### Record set

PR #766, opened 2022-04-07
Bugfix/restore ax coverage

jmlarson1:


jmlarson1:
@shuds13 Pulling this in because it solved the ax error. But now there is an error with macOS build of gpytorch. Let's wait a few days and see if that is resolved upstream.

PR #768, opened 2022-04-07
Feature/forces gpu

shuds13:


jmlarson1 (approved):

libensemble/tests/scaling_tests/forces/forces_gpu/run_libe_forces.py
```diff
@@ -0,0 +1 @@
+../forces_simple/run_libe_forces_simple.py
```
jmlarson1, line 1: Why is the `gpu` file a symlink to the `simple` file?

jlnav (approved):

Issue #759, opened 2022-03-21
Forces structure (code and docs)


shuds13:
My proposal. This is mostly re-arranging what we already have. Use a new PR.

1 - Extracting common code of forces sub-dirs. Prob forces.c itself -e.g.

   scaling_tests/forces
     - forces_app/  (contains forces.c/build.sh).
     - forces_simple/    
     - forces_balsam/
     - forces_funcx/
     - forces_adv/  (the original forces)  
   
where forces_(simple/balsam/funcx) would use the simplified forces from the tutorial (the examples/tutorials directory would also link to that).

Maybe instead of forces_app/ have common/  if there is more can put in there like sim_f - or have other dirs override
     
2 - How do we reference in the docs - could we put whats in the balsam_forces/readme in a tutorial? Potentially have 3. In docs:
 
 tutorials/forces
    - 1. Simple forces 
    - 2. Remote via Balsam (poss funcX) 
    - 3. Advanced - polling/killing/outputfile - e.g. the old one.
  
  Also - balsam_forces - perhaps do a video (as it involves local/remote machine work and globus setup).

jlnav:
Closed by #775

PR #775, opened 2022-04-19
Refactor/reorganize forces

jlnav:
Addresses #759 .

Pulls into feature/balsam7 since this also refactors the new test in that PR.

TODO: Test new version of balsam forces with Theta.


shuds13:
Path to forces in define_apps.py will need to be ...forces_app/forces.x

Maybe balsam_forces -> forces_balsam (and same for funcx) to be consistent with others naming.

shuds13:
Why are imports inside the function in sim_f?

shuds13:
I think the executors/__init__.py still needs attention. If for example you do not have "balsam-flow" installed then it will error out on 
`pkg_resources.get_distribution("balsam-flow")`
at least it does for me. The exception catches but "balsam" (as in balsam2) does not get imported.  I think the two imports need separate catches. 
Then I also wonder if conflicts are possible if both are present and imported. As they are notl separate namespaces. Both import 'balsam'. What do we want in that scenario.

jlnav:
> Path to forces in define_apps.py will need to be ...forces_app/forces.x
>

### Instructions for the task
Go to the line with "Feature/forces gpu" in the entries above and repeat every line from there through the line with "- 1. Simple forces", exactly and with no other text.

### Expected output
Feature/forces gpu

shuds13:


jmlarson1 (approved):

libensemble/tests/scaling_tests/forces/forces_gpu/run_libe_forces.py
```diff
@@ -0,0 +1 @@
+../forces_simple/run_libe_forces_simple.py
```
jmlarson1, line 1: Why is the `gpu` file a symlink to the `simple` file?

jlnav (approved):

Issue #759, opened 2022-03-21
Forces structure (code and docs)


shuds13:
My proposal. This is mostly re-arranging what we already have. Use a new PR.

1 - Extracting common code of forces sub-dirs. Prob forces.c itself -e.g.

   scaling_tests/forces
     - forces_app/  (contains forces.c/build.sh).
     - forces_simple/    
     - forces_balsam/
     - forces_funcx/
     - forces_adv/  (the original forces)  
   
where forces_(simple/balsam/funcx) would use the simplified forces from the tutorial (the examples/tutorials directory would also link to that).

Maybe instead of forces_app/ have common/  if there is more can put in there like sim_f - or have other dirs override
     
2 - How do we reference in the docs - could we put whats in the balsam_forces/readme in a tutorial? Potentially have 3. In docs:
 
 tutorials/forces
    - 1. Simple forces 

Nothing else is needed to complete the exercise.